● **What to do**: Your response needs to be the data below, retyped exactly.

● **Data section**:
---*---
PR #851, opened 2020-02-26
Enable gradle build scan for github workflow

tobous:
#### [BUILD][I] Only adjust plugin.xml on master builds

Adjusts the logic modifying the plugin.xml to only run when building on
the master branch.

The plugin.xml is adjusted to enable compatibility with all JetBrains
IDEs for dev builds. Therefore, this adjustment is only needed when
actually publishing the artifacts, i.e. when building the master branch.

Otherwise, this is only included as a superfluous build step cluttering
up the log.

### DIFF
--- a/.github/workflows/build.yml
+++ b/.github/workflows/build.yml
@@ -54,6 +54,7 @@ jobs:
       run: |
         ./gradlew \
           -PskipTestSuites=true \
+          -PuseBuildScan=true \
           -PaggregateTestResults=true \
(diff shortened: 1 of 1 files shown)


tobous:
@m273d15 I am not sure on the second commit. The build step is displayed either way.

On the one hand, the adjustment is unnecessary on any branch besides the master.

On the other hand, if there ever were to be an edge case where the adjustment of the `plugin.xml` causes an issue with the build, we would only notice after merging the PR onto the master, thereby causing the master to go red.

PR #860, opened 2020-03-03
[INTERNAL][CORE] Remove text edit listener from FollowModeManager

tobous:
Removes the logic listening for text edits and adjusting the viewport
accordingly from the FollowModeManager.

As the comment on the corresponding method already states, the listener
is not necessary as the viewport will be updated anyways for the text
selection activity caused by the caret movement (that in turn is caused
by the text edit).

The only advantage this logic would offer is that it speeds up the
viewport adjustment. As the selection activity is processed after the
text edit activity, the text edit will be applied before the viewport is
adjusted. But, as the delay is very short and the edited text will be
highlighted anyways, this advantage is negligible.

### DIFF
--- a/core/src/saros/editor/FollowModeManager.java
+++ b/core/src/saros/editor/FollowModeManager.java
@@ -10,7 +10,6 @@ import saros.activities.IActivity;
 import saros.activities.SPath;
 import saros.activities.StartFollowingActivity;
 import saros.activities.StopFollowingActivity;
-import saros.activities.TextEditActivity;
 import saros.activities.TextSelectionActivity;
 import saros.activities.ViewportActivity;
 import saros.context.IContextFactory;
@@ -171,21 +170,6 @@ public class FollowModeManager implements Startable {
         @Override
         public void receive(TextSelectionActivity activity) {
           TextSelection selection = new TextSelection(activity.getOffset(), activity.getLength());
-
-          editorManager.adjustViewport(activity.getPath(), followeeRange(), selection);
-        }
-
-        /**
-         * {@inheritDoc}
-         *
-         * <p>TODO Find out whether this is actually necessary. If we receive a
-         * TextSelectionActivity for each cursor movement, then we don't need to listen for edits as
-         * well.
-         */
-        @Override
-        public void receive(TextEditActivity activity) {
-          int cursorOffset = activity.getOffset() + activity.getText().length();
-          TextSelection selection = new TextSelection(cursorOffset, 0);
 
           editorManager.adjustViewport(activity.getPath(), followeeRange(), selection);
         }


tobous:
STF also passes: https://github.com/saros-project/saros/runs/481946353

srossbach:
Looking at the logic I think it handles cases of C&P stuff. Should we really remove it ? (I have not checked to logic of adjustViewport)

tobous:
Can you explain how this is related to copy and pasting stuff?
---*---
● **Solution below**:
PR #851, opened 2020-02-26
Enable gradle build scan for github workflow

tobous:
#### [BUILD][I] Only adjust plugin.xml on master builds

Adjusts the logic modifying the plugin.xml to only run when building on
the master branch.

The plugin.xml is adjusted to enable compatibility with all JetBrains
IDEs for dev builds. Therefore, this adjustment is only needed when
actually publishing the artifacts, i.e. when building the master branch.

Otherwise, this is only included as a superfluous build step cluttering
up the log.

### DIFF
--- a/.github/workflows/build.yml
+++ b/.github/workflows/build.yml
@@ -54,6 +54,7 @@ jobs:
       run: |
         ./gradlew \
           -PskipTestSuites=true \
+          -PuseBuildScan=true \
           -PaggregateTestResults=true \
(diff shortened: 1 of 1 files shown)


tobous:
@m273d15 I am not sure on the second commit. The build step is displayed either way.

On the one hand, the adjustment is unnecessary on any branch besides the master.

On the other hand, if there ever were to be an edge case where the adjustment of the `plugin.xml` causes an issue with the build, we would only notice after merging the PR onto the master, thereby causing the master to go red.

PR #860, opened 2020-03-03
[INTERNAL][CORE] Remove text edit listener from FollowModeManager

tobous:
Removes the logic listening for text edits and adjusting the viewport
accordingly from the FollowModeManager.

As the comment on the corresponding method already states, the listener
is not necessary as the viewport will be updated anyways for the text
selection activity caused by the caret movement (that in turn is caused
by the text edit).

The only advantage this logic would offer is that it speeds up the
viewport adjustment. As the selection activity is processed after the
text edit activity, the text edit will be applied before the viewport is
adjusted. But, as the delay is very short and the edited text will be
highlighted anyways, this advantage is negligible.

### DIFF
--- a/core/src/saros/editor/FollowModeManager.java
+++ b/core/src/saros/editor/FollowModeManager.java
@@ -10,7 +10,6 @@ import saros.activities.IActivity;
 import saros.activities.SPath;
 import saros.activities.StartFollowingActivity;
 import saros.activities.StopFollowingActivity;
-import saros.activities.TextEditActivity;
 import saros.activities.TextSelectionActivity;
 import saros.activities.ViewportActivity;
 import saros.context.IContextFactory;
@@ -171,21 +170,6 @@ public class FollowModeManager implements Startable {
         @Override
         public void receive(TextSelectionActivity activity) {
           TextSelection selection = new TextSelection(activity.getOffset(), activity.getLength());
-
-          editorManager.adjustViewport(activity.getPath(), followeeRange(), selection);
-        }
-
-        /**
-         * {@inheritDoc}
-         *
-         * <p>TODO Find out whether this is actually necessary. If we receive a
-         * TextSelectionActivity for each cursor movement, then we don't need to listen for edits as
-         * well.
-         */
-        @Override
-        public void receive(TextEditActivity activity) {
-          int cursorOffset = activity.getOffset() + activity.getText().length();
-          TextSelection selection = new TextSelection(cursorOffset, 0);
 
           editorManager.adjustViewport(activity.getPath(), followeeRange(), selection);
         }


tobous:
STF also passes: https://github.com/saros-project/saros/runs/481946353

srossbach:
Looking at the logic I think it handles cases of C&P stuff. Should we really remove it ? (I have not checked to logic of adjustViewport)

tobous:
Can you explain how this is related to copy and pasting stuff?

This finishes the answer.